# Exercise objective
Reply with nothing but the number of lines in the data below where the word "sentDetails" occurs.

# Stored items from a collection

Issue #569, opened 2023-09-29
Enumerate all possible payment failure states


futurepaul:
For design we want to be sure we know all the payment failure states the wallet can tell us about, and what actions are available to the user (and any "why" we can tell the user)

miawhite21:
I think we might have done this a while ago, here's what I have so far on the designs:
[Link to the designs](https://www.figma.com/file/jv72zrIZkNPz70qMsau0K9/Mutiny?type=design&node-id=2932%3A75955&mode=design&t=w0Vx5qsmtHvQGDCV-1)

1. **Payment route not found** (Solution: Retry later, request smaller invoices, or ask for a Bitcoin address.)
2. **Payment timed out** (Solution: Things to try to make your payment go through: Make sure your connection is good, Make sure the receiver’s connection is good , Make sure the receiver has their phone open, Maybe the LSP doesn’t have enough liquidity as the moment.)
3. **The Lightning invoice has expired.** (Solution: Ask the receiver for a new one.)
4. **Low balance - whether both, onchain, or LN** (Solution: load up balance, ask for smaller amount, or enter a smaller amount in case the user is the one setting the amount or use the other balance if it's just one that is low and you entered an unified invoice or swap some funds from one balance to the other). The solution for this one depends where you are on the flow when sending.
5. **Format not recognized** (Solution: Make sure you entered a valid Bitcoin address or invoice.)
6. **Wrong network** (Solution: make sure you enter an invoice, address for mainnet)

PR #677, opened 2023-11-08
Better payment timed out messaging

futurepaul:
we can handle other specific failures as well but this is a good start I think

Screenshot 2023-11-08 at 4 59 51 PM

Part of #569


src/routes/Send.tsx
```diff
@@ -635,15 +660,12 @@ export default function Send() {
...
                             <Match when={sentDetails()?.failure_reason}>
-                                <MegaEx />
-                                <h1 class="mb-2 mt-4 w-full text-center text-2xl font-semibold md:text-3xl">
-                                    {sentDetails()?.amount
-                                        ? source() === "onchain"
-                                            ? i18n.t("send.payment_initiated")
-                                            : i18n.t("send.payment_sent")
-                                        : sentDetails()?.failure_reason}
-                                </h1>
-                                {/*TODO: add failure hint logic for different failure conditions*/}
```
benthecarman, line 646: looks like you removed the on-chain success, but i dont know if this would ever be hit inside of the current `Match`. Also I see the same code below anyways

futurepaul: yeah my theory is that was just bad copy / pasting

src/logic/errorDispatch.ts
```diff
@@ -1,10 +1,12 @@
 // IMPORTANT: this should match 1:1 with the MutinyJsError enum in mutiny-wasm
 // If we can handle all of these, we can handle all the errors that Mutiny can throw
 
-// WARNING: autogenerated code, generated by errorsToTs.cjs
+// WARNING: autogenerated code, generated by calling:
+// `node scripts/errorsToTs.cjs /path/to/mutiny-wasm/src/error.rs`
```
benthecarman, line 5: Is there a way we could have CI check that this is up-to-date?

src/routes/Send.tsx
```diff
@@ -635,15 +660,12 @@ export default function Send() {
...
+                                <Failure
+                                    reason={
+                                        sentDetails()?.failure_reason ||
+                                        "Payment failed for an unknown reason"
```
benthecarman, line 666: nit: this `|| string` is redundant because we are checking it is defined in the `Match` if we can remove it it'd be better, if typescript yells at you fine to keep then, safer than putting a `!`

benthecarman (approved):
otherwise lgtm

src/routes/Send.tsx
futurepaul: yeah solidjs can't do type narrowing for these `if`-style components

src/logic/errorDispatch.ts
futurepaul: ideally this would be generated by wasm-bindgen (something like a string enum: https://github.com/rustwasm/wasm-bindgen/issues/3057) ... anything else is gonna be hacky

PR #784, opened 2025-08-20
fixed: multithreaded face assembly for structured splines

akva2:
we need to use the highest order to determine strip sizes, like we do for volume integrals


kmokstad (approved):
Looks fine.

PR #785, opened 2025-08-21
Fix VTF output for Lagrange models with extra-ordinary nodes

### LINKED ISSUE #783: VTF export for Lagrange when there are extra-ordinary nodes is broken
Like, for LinearElasticity with rigid couplings, for FiniteDeformation with contact.

Seems the VTF export does not account for the added nodes such that a mismatch between the expected number of nodes and the actual size of the results array occurs. Spent some time locating the source of this bug, and for FiniteDeformation at least it originates from the fix #461. Not sure how to best fix this, and not of high priority either. Therefore logging this issue instead, for now.

kmokstad:
This fixes #783. We now always consider basis 1 only when writing BC codes to VTF-file, such that the extraordinary nodes (either from rigid elements or contact analysis) are excluded. If not, the export would fail for Lagrange meshes where a one-to-one correspondence between the FE nodes and the visualization nodes are assumed. For spline meshes it worked since the fields are interpolated anyway.

Also deactivating multi-threading for Lagrange and mixed models when requested. It was only done for single-basis spline models so far.

### DIFF
--- a/src/ASM/ASMs1DLag.C
+++ b/src/ASM/ASMs1DLag.C
@@ -478,7 +478,7 @@ bool ASMs1DLag::evalSolution (Matrix& sField, const Vector& locSol,
                               const RealArray*, bool, int, int) const
 {
   // Direct nodal evaluation
-  return this->nodalField(sField,locSol,coord.size());
+  return this->nodalField(sField,locSol,nnod);
 }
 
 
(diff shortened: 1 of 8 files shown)


kmokstad:
jenkins build this with downstreams ifem-elasticity=187 ifem-finitedeformation=50 please

akva2 (approved):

# Answer for the task
4